Methods: Color photos, graphics, and videos featured in the “Course Materials” (excluding articles) for each module in the REC curriculum were categorized using the Fitzpatrick scale (I-II, III-IV, or V-VI) by a team of six reviewers. Proportional data and average number± standard deviation of photos and graphics for each category were reported. Significant difference between Fitzpatrick I-II and V-VI was investigated via a one-way ANOVA with Tukey’s post-test to adjust for multiple comparisons.
Results: An average of 1861 photographs and 237 graphics were assessed with 82% (1518± 25.11) of photos and 97% (231± 24.45) of graphics categorized as Fitzpatrick I-II, 12% of photos (220±9.57) and 2% (5± 2) as Fitzpatrick III-IV, and 7% (124± 2.64) of photos and 1% (2± 0.31) of graphics as Fitzpatrick V-VI. A one-way ANOVA with a Tukey’s post-test demonstrates a statistical difference between images and graphics categorized as Fitzpatrick I-II and Fitzpatrick V-VI (P<0.001). Significance was maintained despite excluding benign and malignant skin chapters (P<0.001).
Conclusion: Our data reveals an opportunity to improve racial representation in resident education. When 76% of patients in the US are white and 13% are Black, our findings demonstrate both an unequal and unrepresentative distribution of photos of non-white patients.
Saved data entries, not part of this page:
PR #11, opened 2022-06-16
Clear users and ssh keys before publishing image

nbyavuz:
I realized that since we are creating postgres images from vanilla images, vanilla images' rc.local script will create users and these users will exist in postgres images. We need to remove these users. This PR aims to fix that problem.

### DIFF
--- a/files/bsd/rc.local.sh
+++ b/files/bsd/rc.local.sh
@@ -11,7 +11,7 @@ then
     {
         /etc/rc.d/syslogd restart > /dev/null
     }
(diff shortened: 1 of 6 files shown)


anarazel:
Shouldn't this be done for all images, rather than just the BSD ones?

nbyavuz:
> Shouldn't this be done for all images, rather than just the BSD ones?

Yes, creating issue and assigning to myself.

anarazel (approved):

PR #20, opened 2022-08-01
Refactoring net/openbsd

nbyavuz:
Refactoring net/openbsd due to recent changes.

### DIFF
--- a/packer/bsd/netbsd_postgres.pkr.hcl
+++ b/packer/bsd/netbsd_postgres.pkr.hcl
@@ -10,15 +10,21 @@ variable "prefix" {
   default = ""
 }
 
+locals {
+  name = "${var.prefix}pg-ci"
+  version = "9-2"
+}
+
 source "googlecompute" "netbsd-vanilla" {
   disk_size               = "25"
   disk_type               = "pd-ssd"
   preemptible             = "true"
   project_id              = var.gcp_project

This is furthered by the vast overrepresentation of fairer skin tones in included graphics, which are not limited by patient presentation. The discussion of implicit bias is incomplete if it does not also consider ways such biases are perpetuated (e.g. images). Residency is a formative time in a surgeon’s career and exposure to an accurate reflection of our diverse patient population is imperative.